Goal of the exercise:
Show every line in the entries below where the word "would" appears.

Data in this exercise:

PR #183, opened 2017-02-01
update tests to be compatible with latest h-alerts (1.5.1) in h-services

jshaughn:
- new field ActionDefinition.global
- the alerts email plugin is no longer explicitly deployed, it is now
  embedded in hawkular-metrics.ear.

@josejulio Please review.  Note, I haven't really tested these changes (I'm not sure how).  The aren't expected to pass unless run against the Services PR with the updates.  Let me know if there is something I can do to validate.

### DIFF
--- a/spec/integration/alerts_spec.rb
+++ b/spec/integration/alerts_spec.rb
@@ -192,7 +192,7 @@ module Hawkular::Alerts::RSpec
 
       ret = @client.get_action_definition 'email'
       expect(ret.size).to be(1)
-      expect(ret['email'].size).to be(7)
+      expect(ret['email'].size).to be(8)
 
       expect { @client.get_action_definition '-does-not-exist-' }
         .to raise_error(Hawkular::BaseClient::HawkularException)
--- a/spec/integration/operations_spec.rb
+++ b/spec/integration/operations_spec.rb
@@ -190,14 +190,14 @@ module Hawkular::Operations::RSpec
 
         it 'Restart should be performed and eventually respond with success' do
           wf_server_resource_id = 'Local~~'
-          alerts_war_resource_id = 'Local~%2Fdeployment%3Dhawkular-alerts-actions-email.war'
+          status_war_resource_id = 'Local~%2Fdeployment%3Dhawkular-status.war'
           path = CanonicalPath.new(tenant_id: @tenant_id,
                                    feed_id: @feed_id,
-                                   resource_ids: [wf_server_resource_id, alerts_war_resource_id])
+                                   resource_ids: [wf_server_resource_id, status_war_resource_id])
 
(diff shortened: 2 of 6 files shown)


josejulio:
The changes look good. 

I guess that you already tested them because your cassettes are updated (unless you manually edited).

Anyway we should merge this one once Hawkular-services related PR is already merged.

In case you haven't been able to test on the services-PR
You can execute:
`VCR_OFF=1 bundle exec rspec spec/integration/alerts_spec.rb:188`
and
`VCR_OFF=1 bundle exec rspec spec/integration/operations_spec.rb:191`

while having Hawkular services running on `localhost:8080`

jshaughn:
@josejulio Yes, I was able to test against my hServices branch locally and update the cassettes via VCR_UPDATE=1.  Things are passing, so, as you say, I think we should merge the services PR and then this one.

jshaughn:
@josejulio or @pilhuhn, The hServcices PR was merged so please merge this as well. Thanks!

pilhuhn:
Shouldn't this then succeed against a live server? And also without server?

jshaughn:
Yes, it should succeed without a live server and should now succeed against hServices master.  I don't think it has been run against the latest live server, let me restart the test then...

jshaughn:
@pilhuhn @josejulio I'm not exactly sure what hServices this runs against, the failure seems to me that it still runs against an older hServices image (pilhun:latest?).  I don't know, I'm fairly sure the specs are now compatible with what is in master.  Perhaps you guys can figure out what's wrong and whether this should be merged.  I'm happy to help, just not sure what to do.

josejulio:
@jshaughn is indeed trying to use pilhun:latest, see https://github.com/hawkular/hawkular-client-ruby/blob/master/docker-compose.yml#L2
Does H-services publish one too?

pilhuhn:
Well, pilhuhn:latest is the latest release. Even if there would be an 
official one, we should still test the ruby client against a release 
version and not arbitrary master, as otherwise we would have too many 
moving parts


Am 2. Februar 2017 5:44:50 nachm. schrieb Josejulio Martínez 
<notifications@github.com>:

jshaughn:
@pilhuhn @josejulio OK, then if I understand this correctly, this PR needs to wait until the next hServices release goes out an pilhuhn:latest is updated.  At that time the PR should pass all tests.  For now it will only pass the cassette test using the cassettes supplied in the PR.  I will leave the DNM label in place until the next release goes out.  Thanks, let me know if this is incorrect.

josejulio:
That seems to be correct, Thanks!

pilhuhn:
This now works with hawkular-services 0.31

The answer:
Well, pilhuhn:latest is the latest release. Even if there would be an 
version and not arbitrary master, as otherwise we would have too many 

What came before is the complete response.